While China insisted that it was not involved in the Gambia’s decision to cut diplomatic ties with Taiwan, lawmakers yesterday demanded that the government review President Ma Ying-jeou’s (馬英九) policy of “flexible diplomacy” and take precautions to prevent a domino effect in the wake of the incident.
Gambian President Yahya Jammeh announced on Thursday that diplomatic relations with Taiwan would be severed with immediate effective.
Chinese Ministry of Foreign Affairs spokesman Hong Lei (洪磊) said in response to media queries, said that Beijing was caught unaware by the move and that China was not in contact with the Gambia.
In Taipei, politicians across party lines cast doubt on the effectiveness of Ma’s policy of “flexible diplomacy” that underpinned the nation’s “diplomatic truce” with China.
The Democratic Progressive Party (DPP) issued a three-point statement saying that the incident demonstrated the failure of Ma’s policy of “flexible diplomacy” and that the government must immediately engage in crisis management to prevent a domino effect.
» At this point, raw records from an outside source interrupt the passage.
PR #642, opened 2025-03-13
Fix BuildKite CI for kernel image path errors when loading snapshots

austinvazquez:
Signed-off-by: Austin Vazquez <macedonv@amazon.com>

*Issue #, if available:*

*Description of changes:*

### DIFF
--- a/opts.go
+++ b/opts.go
@@ -71,7 +71,7 @@ func WithSnapshot(memFilePath, snapshotPath string, opts ...WithSnapshotOpt) Opt
 			opt(&m.Cfg.Snapshot)
 		}
 
-		m.Handlers.Validation = m.Handlers.Validation.Append(LoadSnapshotConfigValidationHandler)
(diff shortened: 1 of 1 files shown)


austinvazquez:
So my debugging revealed that the BuildKite CI failures are likely caused by this PR: https://github.com/firecracker-microvm/firecracker-go-sdk/pull/630

Previously we would override the configuration validation handler list when loading snapshots and have broken that behavior. I don't think we need to have the full configuration validation. e.g. the current error is due to not providing a kernel image path which is a valid use case for loading snapshots.

austinvazquez:
Chatted to @sondavidb offline. It seems the fix was for users that specify their own handlers so overwriting validation here might not produce the desired effect. e.g. users may have validation for their handlers. So alternatively suggesting to remove the configuration validation when loading a snapshot.

sondavidb (approved):

PR #666, opened 2025-07-23
Fix race condition with daemonized jailer in startVMM

adamthomason:
*Description of changes:*

When using jailer with Daemonize: true, the jailer parent process exits immediately after forking the child firecracker process. This caused a race condition where the SDK's process monitoring goroutine would detect the parent exit and send to errCh before waitForSocket() could establish the socket connection, causing startVMM to fail prematurely.

This change modifies the process monitoring logic to treat a clean exit (status=0) of a daemonized jailer parent as expected behavior rather than an error condition. The goroutine now returns early in this case, allowing waitForSocket() and other initialization logic to complete normally.

The actual firecracker child process continues running in daemon mode and creates the API socket as expected.

### DIFF
--- a/machine.go
+++ b/machine.go
@@ -588,6 +588,16 @@ func (m *Machine) startVMM(ctx context.Context) error {
 	errCh := make(chan error)
 	go func() {
 		waitErr := m.cmd.Wait()
+
+		// If using daemonized jailer and parent exits cleanly,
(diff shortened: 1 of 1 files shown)


adamthomason:
Thanks for the review @sondavidb. Agreed, it would be nice for it to be added to tests but I too couldn't quite think of a nice way of doing this.

PR #3035, opened 2019-10-21
feat(email-first): Add the sync-suggestion UI to email-first flow

### LINKED ISSUE #3034: Email first does not have "Sync suggestion" UI
If you visit the "/signup" page directly by visiting https://accounts.firefox.com/signup, there is this UI:

Screenshot 2019-10-21 at 15 53 36

The email-first flow doesn't have that. We should add it.

shane-tomlinson:
fixes #3034


shane-tomlinson:
@mozilla/fxa-devs - r?

PR #3036, opened 2019-10-21
feat(payments): Add reactivate subscription confirmation modals

### LINKED ISSUE #3041: Show price on resubscribe
CF https://bugzilla.mozilla.org/show_bug.cgi?id=1589427

LZoog:
Fixes #3041

image

image


packages/fxa-payments-server/src/routes/Subscriptions/SubscriptionItem.tsx
```diff
@@ -267,26 +281,52 @@ const ReactivateSubscriptionPanel = ({
...
-        <div>
-          <p>You cancelled your subscription on {cancelledAtDate}.</p>
+    <>
+      {reactivateConfirmationRevealed && (
+        <DialogMessage onDismiss={hideReactivateConfirmation}>
+          <img alt="FPN" src={fpnImage} />
+          <h4 data-testid="resubscribe-message-title">
+            Want to keep using {plan.plan_name}?
+          </h4>
+          {/* TO DO: display card type, IE 'to the Visa card ending...' */}
```
LZoog: New issue for this: https://github.com/mozilla/fxa/issues/3037

packages/fxa-payments-server/src/routes/Product/SubscriptionRedirect/index.tsx
```diff
@@ -2,14 +2,11 @@ import React, { useEffect, useContext } from 'react';
 import { Plan } from '../../../store/types';
 import { AppContext } from '../../../lib/AppContext';
 
+import fpnImage from '../../../images/fpn';
```
LZoog: I decided to import this since as of this PR, we're using this image in 3 places.

I created a separate issue to address product image scalability and making this less painful: https://github.com/mozilla/fxa/issues/3039

packages/fxa-payments-server/src/routes/Subscriptions/index.stories.tsx
```diff
@@ -70,7 +70,31 @@ function init() {
...
           ...cancelledProps,
-          reactivateSubscription: linkTo('routes/Subscriptions', 'subscribed'),
+          reactivateSubscription: linkTo(
+            'routes/Subscriptions',
+            'reactivation confirmation'
+          ),
+        }}
+      />
+    ))
+    .add('reactivation confirmation', () => (
```
LZoog: @lmorchard - This displays `reactivate` and the post-success reactivation confirmation screen. I feel we should also add the interim modal before the user subscribes, but I'm not sure what the best approach is to modify a prop like I'm doing here (similar to `revealCancel`, which is not in Storybook either), and it does pop up when you click "Resubscribe" within the "reactivate" screen. Thoughts? 🤔

I'm not sure what the best way to kind of simulate a mouse click here (or simply update the state)

lmorchard: Just starting to get around to looking at this PR, but a general thing for storybook: Stories shouldn't need to modify props unless absolutely necessary.

But what you *can* do is set up several different stories with prop values for various states, then use [the links add-on](https://github.com/storybookjs/storybook/tree/next/addons/links#getting-started) to link between the stories on click to simulate UX flow.

packages/fxa-payments-server/src/routes/Subscriptions/index.tsx
```diff
@@ -257,6 +258,27 @@ export const Subscriptions = ({
         </DialogMessage>
       )}
 
+      {console.log(reactivateSubscriptionStatus)}
```
LZoog: Whoops, missed console log, will remove this with any other fixes.

packages/fxa-payments-server/src/routes/Subscriptions/index.stories.tsx
lmorchard: > I feel we should also add the interim modal before the user subscribes

I'm not sure what you mean here... Do you mean you want to add a modal after submitting payment on the product payment page?

> but I'm not sure what the best approach is to modify a prop like I'm doing here (similar to revealCancel, which is not in Storybook either)

The revealCancel state is [internal to the `CancelSubscriptionPanel` component](https://github.com/mozilla/fxa/blob/master/packages/fxa-payments-server/src/routes/Subscriptions/SubscriptionItem.tsx#L142), not a prop supplied from outside. So, storybook can't rig that up, because it only works through props.

> Thoughts?

I don't think I quite understand what you're trying to do

lmorchard: > I feel we should also add the interim modal before the user subscribes

Unless you mean before the user *un*subscribes... Because walking through this, I'm a little confused why we reveal a checkbox to confirm cancellation - but we display a modal dialog on the resubscribe side. Seems inconsistent to me that they don't use the same confirmation mechanism

LZoog: The first modal in my screenshots is rigged up the same way `revealCancel` is - an internal state (sorry for the confusion) triggered by the "Resubscribe" button click. You can't see it in Storybook without clicking the "Resubscribe" button. I wondered if there was a way I could get it to trigger so in Storybook we could have "reactivate," "reactivation modal," and "reactivate confirmed," so both modals could be shown there, but if Storybook only works through props, this may not be possible.

Hmm yeah, I agree it's inconsistent. 🤔

packages/fxa-payments-server/src/routes/Subscriptions/index.tsx
lmorchard: Yeah, looks like this needs to be removed

packages/fxa-payments-server/src/routes/Subscriptions/index.stories.tsx
lmorchard: Oh, durr, I see what you mean now! Yeah, Storybook can't manipulate internal state, just props passed in externally. You *could* try moving that reactivation modal state up into the parent component, rather than using state internal to the subscription item, but that sounds a bit convoluted :/

johngruen:
@LZoog i am seeing the incorrect string on 123done locally

image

The DPP demanded that the government explain in detail why the Gambia cut the ties and that officials in charge of national security and diplomatic affairs resign.
The party also asked Ma to shift his policy away from managing cross-strait relations as a priority to focusing on foreign policy and issues of international and regional concerns.
Meanwhile, government officials, Presidential Office Secretary-General Timothy Yang (楊進添), Premier Jiang Yi-huah (江宜樺) and Deputy Vice Foreign Minister Simon Ko (柯森耀), all said that the incident could be attributed more to Jammeh’s “personal characteristics” than either China or Ma’s policy.
Jammeh did not give any reason as to why it has also withdrawn from the Commonwealth after 48 years and that the UK was also in the dark, they said.
DPP Legislator Tsai Huang-liang (蔡煌瑯) asked the government to be vigilant about relationships with El Salvador, Honduras, Paraguay and the Dominican Republic, saying that all are in danger.
The government should terminate aid projects, which are being implemented in the Gambia, DPP Legislator Hsueh Ling (薛凌) said.
According to DPP Legislator Liu Chao-Hao (劉櫂豪), the aid projects for the Gambia in next year’s government budget were valued at NT$400 million (US$13.5 million).
Jiang did not take the advice, saying that the government would only end the projects — including in the areas of medicine and construction and agriculture — if it fails to retain relations with the Gambia.
Should the government fail to retain ties, about 200 Gambian students studying in Taiwan under scholarship schemes run by the government will not face immediate deportation to the Gambia, Jiang said.
Chinese Nationalist Party (KMT) Legislator Lin Yu-fang (林郁方), an outspoken supporter of “flexible diplomacy,” said the government has to get to the bottom of the situation of whether China broke the tacit agreement that underpinned the policy of “flexible diplomacy.”